On 27 May 2016, the State Hermitage held a Day of Syria, the aim of which was to remind the worldwide public of a cultural tragedy – the barbaric destruction of historical monuments in the Middle East.
From the 26 to 29 May 2016, an exhibition of Syrian and Yemeni antiquities from the stocks of the Hermitage is being held in the Foyer of the Hermitage Theatre. It includes a gravestone and a protective tablet with South Arabian inscriptions from the 7th–5th centuries BC, an inlaid bronze tray created in the 14th century by Egyptian craftsmen to a commission from the Yemeni Rasulid dynasty, silver jewellery and a dagger made by Yemeni craftsmen in the 20th century. The exhibition also features artefacts from Christian and Muslim Syria – icons, silverware, bronzes and ceramics with Christian subjects and glass goblets of the Mameluke era.
The Council Hall of the State Hermitage was the venue for a scholarly meeting devoted to various issues in the study of the culture of Syria. Mikhail Piotrovsky, General Director of the State Hermitage, gave a talk on “The Rapid Advance to Palmyra”; Yury Piatnitsky, senior researcher in the Department of the East, spoke about glazed tiles with Christian subjects from the Hermitage collection; Vladimir Ivanov from the Department of Manuscripts and Documents at the Institute of Oriental Manuscripts Russian Academy of Sciences spoke on the Palmyran researches of Academician Pavel Kokovtsev. The meeting was held in conjunction with the Imperial Orthodox Palestinian Society.
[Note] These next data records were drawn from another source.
PR #6001, opened 2016-09-02
Make query cache rely on entity timestamp region

lcobucci:
As far as I saw that's the default Hibernate behavior (https://vladmihalcea.com/2015/06/08/how-does-hibernate-query-cache-work/) to keep the query cache consistent.

I'm just not sure if that is the way to go, basically because of the change on the `CachedEntityPersister` interface (I didn't want to duplicate the logic that generates the timestamp key).

### DIFF
--- a/lib/Doctrine/ORM/Cache/QueryCacheEntry.php
+++ b/lib/Doctrine/ORM/Cache/QueryCacheEntry.php
@@ -38,18 +38,18 @@ class QueryCacheEntry implements CacheEntry
     /**
      * READ-ONLY: Public only for performance reasons, it should be considered immutable.
      *
-     * @var integer Time creation of this cache entry
+     * @var float Time creation of this cache entry
      */
     public $time;
 
     /**
-     * @param array   $result
-     * @param integer $time
+     * @param array $result
+     * @param float $time
      */
     public function __construct($result, $time = null)
     {
         $this->result = $result;
-        $this->time   = $time ?: time();
+        $this->time   = $time ?: microtime(true);
     }
 
     /**
--- a/lib/Doctrine/ORM/Cache/QueryCacheKey.php
+++ b/lib/Doctrine/ORM/Cache/QueryCacheKey.php
@@ -45,14 +45,27 @@ class QueryCacheKey extends CacheKey
     public $cacheMode;
 
     /**
-     * @param string  $hash      Result cache id
-     * @param integer $lifetime  Query lifetime
-     * @param integer $cacheMode Query cache mode
+     * READ-ONLY: Public only for performance reasons, it should be considered immutable.
+     *
+     * @var TimestampCacheKey|null
      */
-    public function __construct($hash, $lifetime = 0, $cacheMode = Cache::MODE_NORMAL)
-    {
-        $this->hash      = $hash;
-        $this->lifetime  = $lifetime;
-        $this->cacheMode = $cacheMode;
+    public $timestampKey;
+
+    /**
+     * @param string $hash Result cache id
+     * @param integer $lifetime Query lifetime
+     * @param int $cacheMode Query cache mode
+     * @param TimestampCacheKey|null $timestampKey
+     */
+    public function __construct(
+        $hash,
+        $lifetime = 0,
+        $cacheMode = Cache::MODE_NORMAL,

In the evening, a programme “The Day of Syria: In Memory of Lost Monuments” was held in the Hermitage Theatre. Mikhail Piotrovsky, General Director of the State Hermitage, addressed the audience. Talks were then given by Alexander Nikitin and Yury Piatnitsky, both from the State Hermitage’s Department of the East. The evening ended with performance entitled “On the Road to Damascus” by Sergei Kargin, a winner of the Golden Sofit theatre prize. The theatricalized composition was devoted to the Syrian capital that became a symbol of spiritual enlightenment, the overcoming of pagan and phariseean narrow-mindedness and the Christianization of the Hellenistic world. The opposition of the two principles was presented through New Testament texts and the poetry of Mikhail Kuzmin.